PR #384, opened 2023-02-04
#172 - City Scene

### LINKED ISSUE #172: Create a City UI scene
Create a single reusable and scriptable Godot scene to display a more faithful city UI: the shaded, color-coded box containing the size, name, growth time, production project and time, capital icon, and barracks/harbor/airport icons (some discussion may be needed about how to generalize those), with a container for the city graphic and overlay animation. The scene should have functions to update/set each of these elements either programmatically or via editor controls.

This may obviate #171

QuintillusCFC:
Closes #172 

These changes break our city-drawing code into its own scene, and also break out the city label into its own scene.

Along the way I added a couple small optimizations, such as only redrawing the label background (which involves a lot of operations) if the label background has changed.

I also added in making it so only the capital has the capital star, and logging of turn times.

### DIFF
--- a/C7/Map/CityLabelScene.cs
+++ b/C7/Map/CityLabelScene.cs
@@ -1,0 +1,211 @@
+using System;
+using C7GameData;
+using ConvertCiv3Media;
+using Godot;
+using Serilog;
+using Serilog.Events;
+
+namespace C7.Map {
+	public class CityLabelScene : Node2D {
+		private ILogger log = LogManager.ForContext<CityLabelScene>();
+
+		private City city;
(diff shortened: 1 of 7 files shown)


pcen (approved):

WildWeazel:
can this go in now or wait (ha) for Godot 4?

QuintillusCFC:
It can go in now, and may require some changes for Godot 4, particularly in the files in the C7/Map folder which are Godot Node2Ds.

I'll go ahead and merge it since Paul has approved it, with that note.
==*==
*Task*. Retype the entries exactly, please. Leave no line out.

*Output*.
PR #384, opened 2023-02-04
#172 - City Scene

### LINKED ISSUE #172: Create a City UI scene
Create a single reusable and scriptable Godot scene to display a more faithful city UI: the shaded, color-coded box containing the size, name, growth time, production project and time, capital icon, and barracks/harbor/airport icons (some discussion may be needed about how to generalize those), with a container for the city graphic and overlay animation. The scene should have functions to update/set each of these elements either programmatically or via editor controls.

This may obviate #171

QuintillusCFC:
Closes #172 

These changes break our city-drawing code into its own scene, and also break out the city label into its own scene.

Along the way I added a couple small optimizations, such as only redrawing the label background (which involves a lot of operations) if the label background has changed.

I also added in making it so only the capital has the capital star, and logging of turn times.

### DIFF
--- a/C7/Map/CityLabelScene.cs
+++ b/C7/Map/CityLabelScene.cs
@@ -1,0 +1,211 @@
+using System;
+using C7GameData;
+using ConvertCiv3Media;
+using Godot;
+using Serilog;
+using Serilog.Events;
+
+namespace C7.Map {
+	public class CityLabelScene : Node2D {
+		private ILogger log = LogManager.ForContext<CityLabelScene>();
+
+		private City city;
(diff shortened: 1 of 7 files shown)


pcen (approved):

WildWeazel:
can this go in now or wait (ha) for Godot 4?

QuintillusCFC:
It can go in now, and may require some changes for Godot 4, particularly in the files in the C7/Map folder which are Godot Node2Ds.

I'll go ahead and merge it since Paul has approved it, with that note.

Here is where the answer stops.